March 16, 2017 - A goodly amount of work has been done on Chapter 1, which still needs more work, but it's getting there.

October 3, 2015 - Rather than the Prime Number Theorem, Chapter 13 will be on the Fourier Transform. There will be a Chapter 14 on the Gamma and Zeta functions later on, which will contain a section on the Prime Number Theorem. Even further in the future there may be a Chapter 15 on Elliptic and Theta functions. The main reference for these new chapters will be Complex Analysis by Stein & Shakarchi. At least one chapter about functions of several complex variables is just a twinkling in my eye right now.

June 30, 2015 - All cross references in the book are now up to date.

May 6, 2015 - Except for the Appendix, the chapter links below no longer lead to individual chapter files, but rather go to the appropriate page of the book file. The book link itself (at top) goes to the first page of the file. The Appendix is a dead-end and something of a misnomer. It will someday be given a different designation as a stand-alone document.
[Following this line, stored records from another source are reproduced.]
PR #14592, opened 2020-11-17
Refactor palette into an ES module

TorsteinHonsi:
## Current situation as of v8.2.2
Palette colors in the source code are denoted as `${palette.xxx}`. This is replaced by the build script in highcharts-assembler. The highcharts-assembler’s `getPalette` function parses `highcharts.scss` and extracts the palette colors. The results are returned as an object and are used to replace the strings in the built source code.

## Downsides of the current situation
The palette is part of a secondary build step though it doesn’t have to be. As a result, for example the local transpiled ES modules have `${palette.xxx}` pseudo variables and can’t be loaded directly. If not the `highcharts.css` is loaded, all colors appear black. This can be seen in http://jsfiddle.net/highcharts/jhem90dL/ if we remove the CSS import statement.

Additionally the code would appear cleaner if we didn’t have these post-build replacements.

### To do
 - [x] Make the palette into an ES module. Use a modification of the highcharts-assembler’s `getPalette` function to build the ES module. It’s probably best to move this function over to the main repo and create a gulp task for it. The palette very rarely changes, so we don’t have to automate the process. Just make a task for building the palette module, then we can run this manually the next time it changes.
 - [x] Now import the palette module into every place it is used within the Highcharts source code, and replace all the current pseudo-variables.
 - [x] Fix the API. Currently the API is ignorant of the palette stuff, because the highcharts-assembler runs first and replaces the string. So all the API sees is the actual color values, and it uses those for default values. Both inferred defaults and `@default` tags. As part of the refactoring process, we need to import the palette ES module into the gulp jsdoc task, and use its values to populate the defaults.
 - [x] Clean up the highcharts-assembler. Hopefully we can remove all the palette related stuff now.


ts/Core/Palette.ts
```diff
@@ -0,0 +1,88 @@
...
+    /**
+     * Positive indicator color
+     */
+    indicatorPositiveLine: '#06b535' as ColorString,
+    /**
+     * Negative indicator color
+     */
+    indicatorNegativeLine: '#f21313' as ColorString,
+
+};
```
bre1470, line 87: If you write this as a namespace with a bunch of constants, you avoid forced casting and the JS outcome would be the same, plus you get a uppercase namespace object.
```ts
namespace Palette {
    …
    /**
     * Negative indicator color
     */
    export const indicatorNegativeLine: ColorString = '#f21313';
}
export default Palette;
```

bre1470: Sorry, I forgot that we need a JSON-like structure.

bre1470 (approved):
Looks good. 👍 

Though I suggest to have `Palette.ts` (and .js) in the `Core/Color` folder as it is highly color related.

TorsteinHonsi:
> Though I suggest to have Palette.ts (and .js) in the Core/Color folder as it is highly color related.

Good point... But then `highcharts-assembler` and `highcharts-documentation-generators` would have to be updated too, and versioned, package.json be updated etc :(

bre1470:
Better do it now than later, I would say. Otherwise we adjust to new exceptions in our tooling and it becomes harder to do the change in the long run. Also changing it twice is still better than the one time where I had four releases of the documentation-generators in one hour.

PR #14593, opened 2020-11-17
ts/packedbubble-series

bre1470:
Migrated packedbubble series to class pattern.


bre1470:
@Izothep @sebastianbochan Can you confirm, that the diffs of the bubble series (packed bubble halo) are wrong? For me the candidate after migration looks more correct than the reference.

bre1470:
Just to clarify: The reason that it differs is that now the packedbubble point inherits from the bubble point. With the old factory function it would inherit from the linepoint instead. Nevertheless I believe the new outcome in the visuals is correct.

pawelfus:
I agree, the candidate's halo looks much better 👍

Izothep:
I agree, the candidate is much better!

TorsteinHonsi (approved):
Thanks!

PR #14596, opened 2020-11-18
Tools: moved XML prettifying on reference SVGs

goransle:
@TorsteinHonsi Issue with visual tests seems to be that we inserted a newline inside `title` elements, which is interpreted as a whitespace on render.

It is probably best to run the test on the raw SVG and move the pretty printing to the visual test application (which also needs to be updated as the file diff is broken without newlines).


TorsteinHonsi (approved):
Thanks!

PR #14599, opened 2020-11-18
ts/atr-indicator

sebastianbochan:
Migrated atr indicator to class pattern.

### DIFF
--- a/ts/Stock/Indicators/ATR/ATRIndicator.ts
+++ b/ts/Stock/Indicators/ATR/ATRIndicator.ts
@@ -128,6 +128,7 @@ class ATRIndicator extends SMAIndicator {
 
     public data: Array<ATRPoint> = void 0 as any;
     public points: Array<ATRPoint> = void 0 as any;
+    public options: ATROptions = void 0 as any;
 
     /* *
      *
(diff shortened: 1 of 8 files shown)


sebastianbochan:
@TorsteinHonsi @bre1470 
The 3 charts are completely the same, so I we can approve them.

TorsteinHonsi (commented):
> The 3 charts are completely the same, so we can approve them.

Yes, this is a problem with the SVG comparison script, we have now fixed it for new forks from the master.

Pending @bre1470 's approval.

ts/Stock/Indicators/ATR/ATRIndicator.ts
```diff
@@ -0,0 +1,250 @@
...
+    } as ATROptions);
+
+    /* *
+     *
+     *  Properties
+     *
+     * */
+
+    public data: Array<ATRPoint> = void 0 as any;
+    public points: Array<ATRPoint> = void 0 as any;
```
bre1470, line 130: `options` is missing here.

bre1470 (changes requested):
Thank you! One typed property is missing in the class pattern. See comment.

ts/Stock/Indicators/ATR/ATRIndicator.ts
sebastianbochan: In the interface, I was missed.

Fixed.

bre1470 (approved):
Thank you! Looks good. 👍

PR #14601, opened 2020-11-18
ts/aroon-indicator

wchmiel:
Migrated aroon indicator to the class pattern.


bre1470 (approved):
Thank you! Looks good. 👍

May 3, 2015 - Table of contents for the book is done.

May 2, 2015 - Except for the Appendix, the separate chapters linked to below have been put together into a single book: Complex Analysis. Quite soon I'll include a title page, table of contents, and symbols glossary. A little further down the road there will be an index. Still further away is the inclusion of Chapter 13, but it will get done, along with the inclusion of additional proofs, examples and exercises throughout.
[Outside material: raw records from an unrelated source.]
PR #14604, opened 2020-11-19
ts/arearange-series

goransle:
Migrated `arearange` series to class pattern.

### DIFF
--- a/ts/Series/AreaRange/AreaRangeDataLabelsOptionsObject.d.ts
+++ b/ts/Series/AreaRange/AreaRangeDataLabelsOptionsObject.d.ts
@@ -1,0 +1,37 @@
+/* *
+ *
+ *  (c) 2010-2020 Torstein Honsi
+ *
+ *  License: www.highcharts.com/license
+ *
+ *  !!!!!!! SOURCE GETS TRANSPILED BY TYPESCRIPT. EDIT TS FILE ONLY. !!!!!!!
+ *
+ * */
+
+/* *
+ *
+ *  Imports
+ *
+ * */
+
+import type DataLabelOptions from '../../Core/Series/DataLabelOptions';
+
+/* *
+ *
+ *  Declarations
+ *
+ * */
+export interface AreaRangeDataLabelsOptionsObject extends DataLabelOptions {
+    xHigh?: number;
+    xLow?: number;
+    yHigh?: number;
+    yLow?: number;
+}
+
+/* *
+ *
+ *  Default export
+ *
+ * */
+
+export default AreaRangeDataLabelsOptionsObject;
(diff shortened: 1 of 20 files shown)


goransle:
@bre1470 do you see why the AreaRangeSeries ends up in the `highcharts-more.d.ts` file like this?

```js
/**
 * Adds the module to the imported Highcharts namespace.
 *
 * @param highcharts
 *        The imported Highcharts namespace to extend.
 */
export function factory(highcharts: typeof Highcharts): void;
declare module "./highcharts.src" {

	....

    /**
     * Class
     */
    let AreaRangeSeries: any;
}
....
```

ts/Series/AreaRange/AreaRangeDataLabelsOptionsObject.d.ts
```diff
@@ -0,0 +1,37 @@
...
+ * */
+
+import type DataLabelOptions from '../../Core/Series/DataLabelOptions';
+
+/* *
+ *
+ *  Declarations
+ *
+ * */
+export interface AreaRangeDataLabelsOptionsObject extends DataLabelOptions {
```
bre1470, line 24: This all (interface, file name, import, export) should become `AreaRangeDataLabelOptions`.

ts/Series/AreaRange/AreaRangePoint.ts
```diff
@@ -0,0 +1,185 @@
...
+    }
+
+    public isValid(): boolean {
+        return isNumber(this.low) && isNumber(this.high);
+    }
+}
+
+extend(AreaRangePoint.prototype, {
+
+});
```
bre1470, line 177: You can delete that one. :)

ts/Series/AreaSplineRangeSeries.ts
```diff
@@ -10,8 +10,12 @@
 
 'use strict';
 
+import type AreaRangePoint from './AreaRange/AreaRangePoint';
+import type AreaRangePointOptions from './AreaRange/AreaRangePointOptions';
+import type AreaRangeSeriesOptions from './AreaRange/AreaRangeSeriesOptions';
 import type { SeriesStatesOptions } from '../Core/Series/SeriesOptions';
 import type SplineSeries from './Spline/SplineSeries';
+import AreaRangeSeries from './AreaRange/AreaRangeSeries.js';
```
bre1470, line 18: `import type` should be enough.

ts/Series/DumbbellSeries.ts
```diff
@@ -38,11 +42,10 @@ const {
...
 } = U;
 
-import './AreaRangeSeries.js';
 import './ColumnRangeSeries.js';
 import '../Core/Interaction.js';
 
-var areaRangeProto = seriesTypes.arearange.prototype,
+var areaRangeProto = AreaRangeSeries.prototype,
     columnRangeProto = seriesTypes.columnrange.prototype,
     areaRangePointProto = areaRangeProto.pointClass.prototype,
```
bre1470, line 50: Maybe it is better to do a deconstruct on BaseSeries here:
```
import BaseSeries from '../Core/Series/Series.js';
const {
    seriesTypes: {
        arearange: {
            prototype: areaRangeProto
        },
        columnrange: {
             prototype: columnRangeProto
        }
    }
} = BaseSeries;
```

bre1470 (changes requested):
Thank you! See comments above and below.

bre1470 (approved):
Thank you! Looks good. 👍

PR #14605, opened 2020-11-19
ts/dpo-indicator

madepiet:
Added initial class pattern to dpo indicator.


ts/Stock/Indicators/DPO/DPOIndicator.ts
```diff
@@ -0,0 +1,232 @@
...
+
+/* *
+*
+*   Prototype Properties
+*
+* */
+
+interface DPOIndicator {
+    nameBase: string;
+    options: DPOOptions;
```
bre1470, line 192: The options property should go into the class pattern.

bre1470 (changes requested):
Thank you! One small change needed, otherwise it is good.

ts/Stock/Indicators/DPOIndicator.ts
```diff
@@ -1,217 +0,0 @@
...
-             * Period for Detrended Price Oscillator
-             */
-            period: 21
-        }
-    },
-    /**
-     * @lends Highcharts.Series#
-     */
-    {
-        nameBase: 'DPO',
```
bre1470, line 136: I believe that the value of nameBase somehow got removed. This part needs to be restored with the `extend` call right under the interface of the prototype properties.
```ts
extend(DPOIndicator.prototype, {
    nameBase: 'DPO'
});
```

bre1470 (changes requested):
Thank you so far. I found an other issue. Please see the comment.

Note that you also have to fix the auto merge conflict caused by changes of other indicators.

bre1470 (approved):
Thank you! Looks good. 👍

sebastianbochan (approved):

PR #14606, opened 2020-11-19
ts/cci-indicator

sebastianbochan:
Added initial class pattern to CCI indicator.


ts/Stock/Indicators/CCI/CCIIndicator.ts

September 16, 2014 - The End Game is at hand, and the book nearly done! Courses at Drexel start in under a week, however, so I foresee setting up the chapter on the Prime Number Theorem and then sweeping up pockets of resistance as time allows over the course of the coming months. By and large, though, the project is finished. Still, there are other books out there, and I'll be taking a course in complex analysis sometime in the future.
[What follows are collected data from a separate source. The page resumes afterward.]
PR #14608, opened 2020-11-19
enhancement/series-area-3d

Izothep:
Added support for area series in 3D charts.


ts/Series/Area3DSeries.ts
```diff
@@ -0,0 +1,107 @@
...
+        for (var i = 0; i < series.points.length; i++) {
+            bottomPoints.push({
+                x: series.rawPointsX[i],
+                y: options.stacking ? series.points[i].yBottom : translatedThreshold,
+                z: series.zPadding
+            } as any);
+        }
+    }
+
+    if (series.chart.is3d() && series.chart.options && series.chart.options.chart) {
```
pawelfus, line 74: You checked `is3d()` already above

pawelfus (changes requested):
Apart from that one minor thing, amazing work!

ts/Series/Area3DSeries.ts
Izothep: I have removed this check. Thanks!

TorsteinHonsi (changes requested):
Thanks, it looks great!

It seems the Z index is not 100% though: https://jsfiddle.net/highcharts/dk486t5m/

In addition I think we need some more visual samples both for user education and for regression testing:
* Multiple series non-stacked
* Multiple series with stacking
* Perhaps a combination of stacking and not

Izothep:
All corrected, thanks @TorsteinHonsi! I will add the demo to the related docs article in a separate PR.

TorsteinHonsi (changes requested):
Thanks!

There is still a Z index issue with the markers: https://jsfiddle.net/highcharts/dkqe7m5y/. Note how _Series 2_'s markers are hidden behind _Series 1_'s fill area.

> I will add the demo to the related docs article in a separate PR.

Can we have the docs and the nice demo in the same PR please? So that we don't lose track of this new feature.

Izothep:
Thanks for the review. `zIndex` problem is solved in the newest version of the code. I have added a demo and prepared docs explanation (I am not sure if they are written correctly though).

TorsteinHonsi (approved):
Perfect, thanks!

PR #14609, opened 2020-11-19
Increased timeouts in local tests.

pawelfus:
Empirically, the longest tests took around 15s (the slowest tests are related to panning, we can improve that too - probably `mousemove`  event is fired continuously).

Sometimes 20s could fail, so 30s sounds safe.

I don't see any noticeable time increase in tests (for me, still tests need less than 5mins). When running tests and observing CPU monitor, CPU usage jumped to 250%+ on one core (?!) and timeout error showed up in the console.


TorsteinHonsi (approved):
Thanks!

PR #15808, opened 2021-05-28
bugfix/15803-navigator-left

### LINKED ISSUE #15803: Setting navigator.xAxis.left causes navigator's selected area to be incorrectly offset
#### Expected behaviour
The navigator should work properly while honoring the defined offset in `navigator.xAxis.left`

#### Actual behaviour
The entire navigator does offset the desired amount, but the navigator's selected area does not honor the defined offset after being dragged.

nav

https://jsfiddle.net/8dmjv6fp/

#### Product version
Highstock latest (v9.1.0)

#### Affected browser(s)
All

khlieng:
Fixed #15803, navigator positioned using `navigator.xAxis.left` flickered when dragging.


TorsteinHonsi (approved):
Thanks!

PR #15809, opened 2021-05-28
Demo/website/homepage

nasin:
Hi, I modified the homepage animation to work with reduced motion preferences for accessibility (you have to turn the setting on to see it, obviously.) Not sure if I reduced the motion enough.


TorsteinHonsi (approved):
Thanks!

PR #15810, opened 2021-05-30
Removed duplicate entry in docs sidebar

goransle:
`stock/custom-technical-indicators` appears twice in the the stock category.


TorsteinHonsi (approved):
Thanks!

PR #15812, opened 2021-05-31
Studies: remove php files in studies folder

goransle:
These files are now served via S3, so a) PHP does not work, and b) there may be trouble with Cloudflare if we leave them accessible.


TorsteinHonsi (changes requested):
As far as I can see there are 5 .php files in the `/studies` folder. All of these come from early studies for features that are now official. So I think rather than filter them from the upload, we should delete them, and the studies where they are used, from the repo. We also need to check (search) whether these studies are referred from the docs.

TorsteinHonsi (approved):

PR #15814, opened 2021-05-31
Migration: BrokenAxis

bre1470:
- Improved BrokenAxis composition.
- Removed internal namespace reference in BrokenAxis.
- Improved const/let pattern.


TorsteinHonsi (approved):
Thanks!

Issue #15734, opened 2021-05-17
Stock Tools: Slow Stochastic is missing "period" fields in the popup


pawelfus:
#### Expected behaviour
"Periods" label should be displayed above the period inputs

#### Actual behaviour
"Periods" label  is missing:

![Zrzut ekranu 2021-05-17 o 17 55 16](https://user-images.githubusercontent.com/1453926/118519066-0fbd1180-b739-11eb-9d8f-c6c2dd71589c.png)

#### Live demo with steps to reproduce
[Demo](https://www.highcharts.com/demo/stock/stock-tools-gui)

#### Product
Highcharts Stock

Issue #15732, opened 2021-05-17
Stock Tools: Chaikin oscillator has unclear "period" fields


pawelfus:
#### Expected behaviour
Periods in Chaikin oscillator should distinguish between `period` for A/D and `periods` for EMA's.

#### Actual behaviour
All fields are labeled as "Period".

#### Live demo with steps to reproduce
[Demo](https://www.highcharts.com/demo/stock/stock-tools-gui)

![Zrzut ekranu 2021-05-17 o 17 39 06](https://user-images.githubusercontent.com/1453926/118516658-d08dc100-b736-11eb-9ba3-9f05fa66bc7f.png)

#### Product
Highcharts Stock

PR #15815, opened 2021-05-31
bugfix/15733-missing-label-stock-tools

### LINKED ISSUE #15733: Stock Tools: APO is missing "period" fields in the popup
#### Expected behaviour
"Periods" label should be displayed above the period inputs

#### Actual behaviour
Only "Index" label is displayed, "Periods" is missing:

Zrzut ekranu 2021-05-17 o 17 41 57

[Demo](https://www.highcharts.com/demo/stock/stock-tools-gui)

#### Product
Highcharts Stock

DJTechnoo:
Fixed #15733, missing 'Periods' label in Stock Tools pop-up for some indicators.


ts/Extensions/Annotations/Popup.ts
```diff
@@ -295,6 +295,23 @@ H.Popup.prototype = {
             lang = this.lang,
             inputName = PREFIX + type + '-' + optionName;
 
+        if (optionParamList.length === 3 && optionName === '0') { // If a label refers to multiple fields (15733)
```
sebastianbochan, line 298: Why we use `optionParamList.length === 3` ?

DJTechnoo: Because in the case of 'Periods' (plural), which represents an array of numbers for the input fields, it appends an index. So the `optionsParamList` will look something like `['params', 'periods', '0']`. 
'Periods' seems to be the only case like this.

sebastianbochan (approved):

sebastianbochan:
@pawellysy any feedback here?

khlieng:
This also fixes #15734 and possibly #15732 right?

DJTechnoo:
> This also fixes #15734 and possibly #15732 right?

Yes, indeed it does fix both 😄

TorsteinHonsi (approved):
Thanks!

PR #15816, opened 2021-05-31
bugfix/15811-title-verticalAlign-middle

### LINKED ISSUE #15811: Highcharts | Title is aligned above instead of the actual center in donut (pie) chart
#### Expected behaviour

`title.verticalAlign: 'middle'` should vertically align the title to the middle of the chart

#### Actual behaviour

image
The title is positioned a few pixels above the actual middle of the chart.

This seems to be less visible when [the chart's size is larger](https://jsfiddle.net/AmitBecken/wjs0onuv/2/), but in my case (a smaller chart, only 80X80 pixels) it's easily noticeable.

You can also see this in [the following Stack Overflow answer](https://stackoverflow.com/a/15964921/2928233), its [attached example image](https://i.stack.imgur.com/5WQhS.png) and its [attached example JSFiddle](http://jsfiddle.net/pDdcd/) which no longer matches the result in the example image.

https://jsfiddle.net/AmitBecken/264apbL7/3/

#### Product version
Highcharts 9.1.0

#### Affected browser(s)
Chrome, Firefox

khlieng:
Fixed #15811, setting `title.verticalAlign` to `middle` did not vertically center the title completely.

### DIFF
--- a/ts/Core/Chart/Chart.ts
+++ b/ts/Core/Chart/Chart.ts
@@ -1266,7 +1266,8 @@ class Chart {
             const title = (this as any)[key],
                 titleOptions: Chart.DescriptionOptionsType = (this as any).options[key],
                 verticalAlign = titleOptions.verticalAlign || 'top',
-                offset = key === 'title' ? -3 :
+                offset = key === 'title' ?
+                    verticalAlign === 'top' ? -3 : 0 :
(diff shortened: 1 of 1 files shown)


TorsteinHonsi (approved):
Thanks!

June 11, 2014 - A significant reorganization of the material in the first four chapters has been done, with Chapter 4 splitting into two chapters. The titles of the first two sections in Chapter 1 have been changed, and a corresponding change in content will occur over time. I think this is the last big shake-up of the manuscript, and at this point work on Chapter 11 (on families of analytic functions) can finally begin.

May 18, 2014 - Chapter 1 has been broken into two chapters, and thus the newest chapter on analytic continuation is now Chapter 9. Cross-referencing is now in the process of being updated.

May 14, 2014 - Work has begun on Chapter 8, on analytic continuation.

April 8, 2014 - Chapter 2 has been broken into two chapters, and thus the newest chapter on Poisson integrals is now Chapter 7.

April 7, 2014 - Work on Chapter 6, on Poisson integrals, has begun.

March 7, 2014 - Work on Chapter 5, on conformal mappings, has begun.

November 11, 2013 - A proof of the Fundamental Theorem of Algebra is now in Chapter 2 of the notes.

June 20, 2013 - The material largely relating to formal power series has been relegated to an Appendix as part of a reorganization that will bring the narrative more into conformity with Ash & Novinger.

May 22, 2013 - I'm finding the approach taken in the book Complex Variables by Ash and Novinger more to my liking, and so from now on the exercises and narrative will tend to derive from it instead of Lang. A reshuffling of contents below is inevitable as a result.

March 22, 2013 - I've made every attempt to make the treatment of formal power series more "airtight" compared with Lang, with the final touches (I think) being made today. The goal is not to write a new textbook here, but rather to organize and develop certain concepts in a way that some (including myself) may find to be useful as a reference.

January 1, 2013 - I'm back in the complex analysis game after spending 10 months churning out notes for differential equations, linear algebra, and all three calculus courses.

February 11, 2012 - Mostly practice and some theory pertaining to complex analysis. The primary reference here will be the 4th edition of Serge Lang's Complex Analysis.